**Exercise goal**
Transcribe the records below exactly as written, from the opening line through the line that contains "The ES query".

[Collected data entries]
PR #16189, opened 2022-01-21
PIM-10232: Quick fix on the "Error a new entity was found in the relationship..." error during jobs

nmarniesse:

https://akeneo.atlassian.net/browse/PIM-10232

**What's happening?**

Given a job that needs to iterate on products to make some product updates, it generally uses a PQB that hydrates products per batch of 100, and returns them one by one.
When 100 products are hydrated with doctrine ORM, they are also in the doctrine's Unit of Work.
The job treat them also per batch of 100, and clears the Doctrine UoW after each batch of 100.

So now what's happening if there is a desynchro between ES and MySQL, for example a product is returned by ES but unknown in MySQL?
The ES query returns 100 products, but MySQL returns 99 products. The cursor have 99 products in memory. So when the job ask for the 100th product, the cursor do a new ES query to ask the next 100 products, and begin to return the first one.
The job has now exactly 100 products, so it treats them and clear the UoW. Now the UoW is cleared BUT the cursor still have products in memory (99 in this case). The next time this product will be treated, the UoW will tell it does not know them and throws the "Error a new entity was found in the relationship..." error.

**The fix**

The goal is to fix the cursors to always returns 100 entities (except there is no more results of indeed). That will fix the bugs in several jobs.

Before:
- ES returns 100 identifiers
- We hydrate them but only 99 entities can be found in the DB
- Error later in the jobs because of UOW clear

After:
- ES returns 100 identifiers
- We hydrate them but only 99 entities can be found in the DB
- We ask ES one more identifier
- We hydrate it and now the cursor have 100 entities
- No error in the jobs

The situation is still fragile and we plan to work on a better and cleaner fix. But it fixes quickly the bug and give us some time to work on it. 

The cursors that use "search_after" method are fixed. Other that use "from/to" are not fixed (and we cannot fix it with the same method) but this is not a problem: they are used in API/datagrid use cases, where the bug is not relevant.

- [x] Tests
- [ ] Migration & Installer
- [ ] PM Validation (Story)
- [ ] Tech Doc

### DIFF
--- a/tests/back/Pim/Enrichment/Integration/PQB/UpdateProductsWhenElasticsearchIsDesynchronisedIntegration.php
+++ b/tests/back/Pim/Enrichment/Integration/PQB/UpdateProductsWhenElasticsearchIsDesynchronisedIntegration.php
@@ -1,0 +1,84 @@
+<?php
+
+declare(strict_types=1);
+
+/*
+ * This file is part of the Akeneo PIM Enterprise Edition.
+ *
+ * (c) 2022 Akeneo SAS (https://www.akeneo.com)
+ *
+ * For the full copyright and license information, please view the LICENSE
+ * file that was distributed with this source code.
+ */
+
+namespace AkeneoTest\Pim\Enrichment\Integration\PQB;
+
+use Akeneo\Pim\Enrichment\Component\Product\Model\ProductInterface;
+use Akeneo\Pim\Enrichment\Component\Product\Query\Filter\Operators;
+use Akeneo\Test\Integration\Configuration;
+
+final class UpdateProductsWhenElasticsearchIsDesynchronisedIntegration extends AbstractProductQueryBuilderTestCase
+{
+    protected function getConfiguration(): Configuration
+    {
+        return $this->catalog->useTechnicalCatalog();
+    }
+
+    /**
+     * @test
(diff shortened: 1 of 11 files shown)


tests/back/Pim/Enrichment/Integration/PQB/UpdateProductsWhenElasticsearchIsDesynchronisedIntegration.php
```diff
@@ -0,0 +1,84 @@
...
+            $product->setEnabled(true);
+            $batchedProducts[] = $product;
+
+            if ($batchSize <= \count($batchedProducts)) {
+                $this->get('pim_catalog.saver.product')->saveAll($batchedProducts);
+                $batchedProducts = [];
+                $this->get('pim_connector.doctrine.cache_clearer')->clear();
+            }
+        }
+        if (0 > \count($batchedProducts)) {
```
amigaire, line 61:
```suggestion
        if (0 < \count($batchedProducts)) {
```

nmarniesse: Thanks, it's fixed

amigaire (approved):

RiffVentura (approved):

PR #16195, opened 2022-01-24
Apply association sorting in the versioned normalizer for better compare

Thijzer:
Hi,

We have a case with a small catalog, when importing full file data, the version manager reports that changes have been made every time a product was imported, even if the product is the same. Creating unwanted version history changes. 

image

This change helps to mitigate that problem although maybe more a elegant solution might be possible.

- [ ] Tests
- [ ] Migration & Installer
- [ ] PM Validation (Story)
- [ ] Tech Doc


nestorAkeneo:

PR #16199, opened 2022-01-25
PIM-10241: fix user account disabled can connect regression

rfauglas:

An emergency  fix... Please note added code is injected in CustomDaoAuthenticationProvider which is based on a deprecated class since Symfony 5.3

- [ ] Tests
- [ ] Migration & Installer
- [ ] PM Validation (Story)
- [ ] Tech Doc

### DIFF
--- a/src/Akeneo/UserManagement/Bundle/Resources/config/services.yml
+++ b/src/Akeneo/UserManagement/Bundle/Resources/config/services.yml
@@ -44,3 +44,7 @@ services:
             - '%pim_user.account_lock.duration%'
             - '%pim_user.account_lock.max_consecutive_failures%'
             - '%security.authentication.hide_user_not_found%'
+
+    security.user_checker:
+        class: Akeneo\UserManagement\Bundle\Provider\CustomUserChecker
+        abstract: false
--- a/tests/back/UserManagement/Specification/Bundle/Provider/CustomUserCheckerSpec.php
+++ b/tests/back/UserManagement/Specification/Bundle/Provider/CustomUserCheckerSpec.php
@@ -22,11 +22,11 @@ class CustomUserCheckerSpec extends ObjectBehavior
         $this->shouldThrow(DisabledException::class)->duringCheckPreAuth($user);
     }
 
-    function it_throws_exception_if_user_account_is_locked()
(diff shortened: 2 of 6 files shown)


RiffVentura (approved):

tests/back/UserManagement/Specification/Bundle/Provider/CustomUserCheckerSpec.php
```diff
@@ -0,0 +1,32 @@
...
+    }
+
+    function it_throws_exception_if_user_is_disabled()
+    {
+        $user = new User();
+        $user->setEnabled(false);
+        $this->shouldThrow(DisabledException::class)->duringCheckPreAuth($user);
+    }
+
+    function it_throws_exception_if_user_account_is_locked()
```
nmarniesse, line 25: duplicated test?
And maybe add a test to check no exception is thrown for an enabled user

nmarniesse (approved):

tests/back/UserManagement/Specification/Bundle/Provider/CustomUserCheckerSpec.php
rfauglas: Taken into account.

jmleroux (approved):

src/Akeneo/UserManagement/Bundle/Resources/config/services.yml
```diff
@@ -38,3 +38,7 @@ services:
             - '%pim_user.account_lock.duration%'
             - '%pim_user.account_lock.max_consecutive_failures%'
             - '%security.authentication.hide_user_not_found%'
+
+    security.user_checker:
```
StevenVAIDIE, line 42: The best solution is not to make Akeneo\UserManagement\Component\Model\User extends \Symfony\Component\Security\Core\User\InMemoryUser instead of duplicate the https://github.com/symfony/security-core/blob/5.4/User/InMemoryUserChecker.php logic ?

rfauglas: Well I tried to do as little duplication as possible. It seemed to me "less intrusive"... 
But I just checked and indeed InMemoryUser  is a  final class...

PR #16207, opened 2022-01-26
PIM-10240: Fix 500 error to a proper 422 error message

nmarniesse:

https://akeneo.atlassian.net/browse/PIM-10240

When giving null for a price value data, we have a 500 error, because we expect an array. In this PR we now return a 422 error and a good message. 

In our API we don't validate the payload directly. We catch exceptions to return a 422 error when:
- we check duplicate values
- we filter values
- we try to update the product with the values
- we validate the product before saving it

So the validation of the payload format is checked in different places, and some validations are clearly missing.

To handle that I start a PayloadFormatValidator that is responsible to validate the format.
Using a json-schema was a possibility but we cannot specify the error message we want for each case.

- [x] Tests
- [ ] Migration & Installer
- [ ] PM Validation (Story)
- [ ] Tech Doc

### DIFF
--- a/src/Akeneo/Pim/Enrichment/Bundle/Controller/ExternalApi/ProductController.php
+++ b/src/Akeneo/Pim/Enrichment/Bundle/Controller/ExternalApi/ProductController.php
@@ -29,6 +29,7 @@ use Akeneo\Pim\Enrichment\Component\Product\Normalizer\ExternalApi\ConnectorProd
 use Akeneo\Pim\Enrichment\Component\Product\ProductModel\Filter\AttributeFilterInterface;
 use Akeneo\Pim\Enrichment\Component\Product\Query\GetConnectorProducts;
 use Akeneo\Pim\Enrichment\Component\Product\Query\ProductQueryBuilderFactoryInterface;
+use Akeneo\Pim\Enrichment\Component\Product\Validator\ExternalApi\PayloadFormat;
 use Akeneo\Pim\Structure\Component\Repository\ExternalApi\AttributeRepositoryInterface;
 use Akeneo\Tool\Bundle\ApiBundle\Cache\WarmupQueryCache;
 use Akeneo\Tool\Bundle\ApiBundle\Checker\DuplicateValueChecker;
@@ -208,7 +209,8 @@ class ProductController
         RemoveParentInterface $removeParent,
         GetProductsWithCompletenessesInterface $getProductsWithCompletenesses,
         LoggerInterface $apiProductAclLogger,
-        SecurityFacade $security
+        SecurityFacade $security,
+        private ValidatorInterface $validator
     ) {
         $this->normalizer = $normalizer;
         $this->channelRepository = $channelRepository;
@@ -386,6 +388,15 @@ class ProductController
         $this->denyAccessUnlessAclIsGranted('pim_api_product_edit');
 
         $data = $this->getDecodedContent($request->getContent());
+        $violations = $this->validator->validate($data, new PayloadFormat());
+        if (0 < $violations->count()) {
+            $firstViolation = $violations->get(0);
+            throw new DocumentedHttpException(
+                Documentation::URL . 'patch_products__code_',
+                sprintf('%s Check the expected format on the API documentation.', $firstViolation->getMessage()),
+                new \LogicException($firstViolation->getMessage())
+            );
+        }
 
         try {
             $this->duplicateValueChecker->check($data);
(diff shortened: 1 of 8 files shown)


tests/back/Pim/Enrichment/Integration/Validation/PayloadFormatValidatorIntegration.php
```diff
@@ -0,0 +1,133 @@
...
+            (string) $violations,
+            \sprintf('Violation message is not found, have: %s', $violations)
+        );
+    }
+
+    /** @test */
+    public function it_adds_violations_when_validate_a_wrong_price_value_format(): void
+    {
+        $payloads = [];
+        $payloads[] = [
```
RiffVentura, line 82: phpUnit dataprovider fits really well here

src/Akeneo/Pim/Enrichment/Bundle/Controller/ExternalApi/ProductController.php
```diff
@@ -386,6 +388,15 @@ public function createAction(Request $request): Response
         $this->denyAccessUnlessAclIsGranted('pim_api_product_edit');
 
         $data = $this->getDecodedContent($request->getContent());
+        $violations = $this->validator->validate($data, new PayloadFormat());
+        if (0 < $violations->count()) {
+            $firstViolation = $violations->get(0);
+            throw new DocumentedHttpException(
+                Documentation::URL . 'patch_products__code_',
```
RiffVentura, line 395: Shouldn't this be :
```suggestion
                Documentation::URL . 'post_products',
```
?

RiffVentura (approved):

tests/back/Pim/Enrichment/Integration/Validation/PayloadFormatValidatorIntegration.php
nmarniesse: I'm not a big fan of dataProvider. Especially because in this case the DB is reset between each test. So the test is 4 times longer

RiffVentura: You are right ! I didn't think it through

src/Akeneo/Pim/Enrichment/Bundle/Controller/ExternalApi/ProductController.php
nmarniesse: Good catch, it's fixed

src/Akeneo/Pim/Enrichment/Component/Product/Validator/ExternalApi/PayloadFormatValidator.php
```diff
@@ -0,0 +1,129 @@
...
+ */
+final class PayloadFormatValidator extends ConstraintValidator
+{
+    private const WRONG_LOCALE_FORMAT = 'Property "%s" expects an array with the key "locale" as string. Check the expected format on the API documentation.';
+    private const WRONG_SCOPE_FORMAT = 'Property "%s" expects an array with the key "scope" as string. Check the expected format on the API documentation.';
+
+    /** @var array<string, string> */
+    private array $attributeTypeByCodes = [];
+
+    public function __construct(private AttributeRepositoryInterface $attributeRepository)
```
rfauglas, line 32: What is the purpose of a constructor that does nothing?

rfauglas (approved):
Difficult to perform a  "significant" rewiew without a deep knowledge of implementation details...  A contextual validator doesn't mean much to me...

src/Akeneo/Pim/Enrichment/Component/Product/Validator/ExternalApi/PayloadFormatValidator.php
nmarniesse: It's the new php 8 capability https://stitcher.io/blog/constructor-promotion-in-php-8

So this code

```php
public function __construct(private AttributeRepositoryInterface $attributeRepository)
{
}
```

is the same than 

```php
private AttributeRepositoryInterface $attributeRepository;

public function __construct(AttributeRepositoryInterface $attributeRepository)
{
    $this->attributeRepository = $attributeRepository;
}
```

rfauglas: Oh yes, i read about it, I had not seen implementation. Nice!

PR #16208, opened 2022-01-26
OCT-4: Do not call the marketplace API when validating a test app

tseho:

When connecting a test App, the code challenge should be handled PIM-side, we shoudn't call the marketplace API.

- [ ] Tests
- [ ] Migration & Installer
- [ ] PM Validation (Story)
- [ ] Tech Doc

### DIFF
--- a/src/Akeneo/Connectivity/Connection/back/Infrastructure/Apps/Validation/CodeChallengeMustBeValidValidator.php
+++ b/src/Akeneo/Connectivity/Connection/back/Infrastructure/Apps/Validation/CodeChallengeMustBeValidValidator.php
@@ -5,6 +5,7 @@ declare(strict_types=1);
 namespace Akeneo\Connectivity\Connection\Infrastructure\Apps\Validation;
 
 use Akeneo\Connectivity\Connection\Domain\Apps\DTO\AccessTokenRequest;
+use Akeneo\Connectivity\Connection\Domain\Marketplace\TestApps\Persistence\GetTestAppQueryInterface;
 use Akeneo\Connectivity\Connection\Infrastructure\Marketplace\WebMarketplaceApiInterface;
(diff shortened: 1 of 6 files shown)


guillaumefer-akeneo (approved):

src/Akeneo/Connectivity/Connection/back/Infrastructure/Apps/Validation/CodeChallengeMustBeValidValidator.php
```diff
@@ -44,27 +41,44 @@ public function validate($value, Constraint $constraint)
...
+    }
+
+    private function isCodeChallengeValid(AccessTokenRequest $value): bool
+    {
+        $testApp = $this->getTestAppQuery->execute($value->getClientId());
+
+        if (null !== $testApp) {
+            $secret = $testApp['secret'];
+            $codeIdentifier = $value->getCodeIdentifier();
+            $expectedCodeChallenge = \hash('sha256', $codeIdentifier . $secret);
```
RiffVentura, line 73: Is code challenge is issued the same way for test app ? (I don't quite get why would it the same value)

RiffVentura (approved):

src/Akeneo/Connectivity/Connection/back/Infrastructure/Apps/Validation/CodeChallengeMustBeValidValidator.php
tseho: the formula for a code challenge is `sha256($codeIdentifier . $secret)`.

For real Apps, the PIM doesn't know the secret, so it ask to the Marketplace "Are those client_id, code_identifier, code_challenge valid ?", and the marketplace retrieve the client secret using the client id, thjen does the same encoding and check if the value match.

Here, for test apps, we know the secret, so we can check if code challenge is valid directly without calling the marketplace.

PR #17249, opened 2022-06-20
Pullup 6.0 -> master

mmetayer:

- [ ] Tests
- [ ] Migration & Installer
- [ ] PM Validation (Story)
- [ ] Tech Doc


jmleroux (approved):

components/catalogs/back/psalm.xml
```diff
@@ -7,6 +7,7 @@
         <directory name="src" />
         <ignoreFiles>
             <directory name="../../../vendor" />
+            <directory name="../../../../../../vendor" />
```
mmetayer, line 10: needed when the psalm analysis is run in EE; there's most probably a better fix, but I couldn't find one
cc @tseho

mmetayer: Edit: didn't work :/

jmleroux: IMHO, there is no need to run linter on CE for EE CI.

nmarniesse (approved):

**Task answer**
PR #16189, opened 2022-01-21
PIM-10232: Quick fix on the "Error a new entity was found in the relationship..." error during jobs

nmarniesse:

https://akeneo.atlassian.net/browse/PIM-10232

**What's happening?**

Given a job that needs to iterate on products to make some product updates, it generally uses a PQB that hydrates products per batch of 100, and returns them one by one.
When 100 products are hydrated with doctrine ORM, they are also in the doctrine's Unit of Work.
The job treat them also per batch of 100, and clears the Doctrine UoW after each batch of 100.

So now what's happening if there is a desynchro between ES and MySQL, for example a product is returned by ES but unknown in MySQL?
The ES query returns 100 products, but MySQL returns 99 products. The cursor have 99 products in memory. So when the job ask for the 100th product, the cursor do a new ES query to ask the next 100 products, and begin to return the first one.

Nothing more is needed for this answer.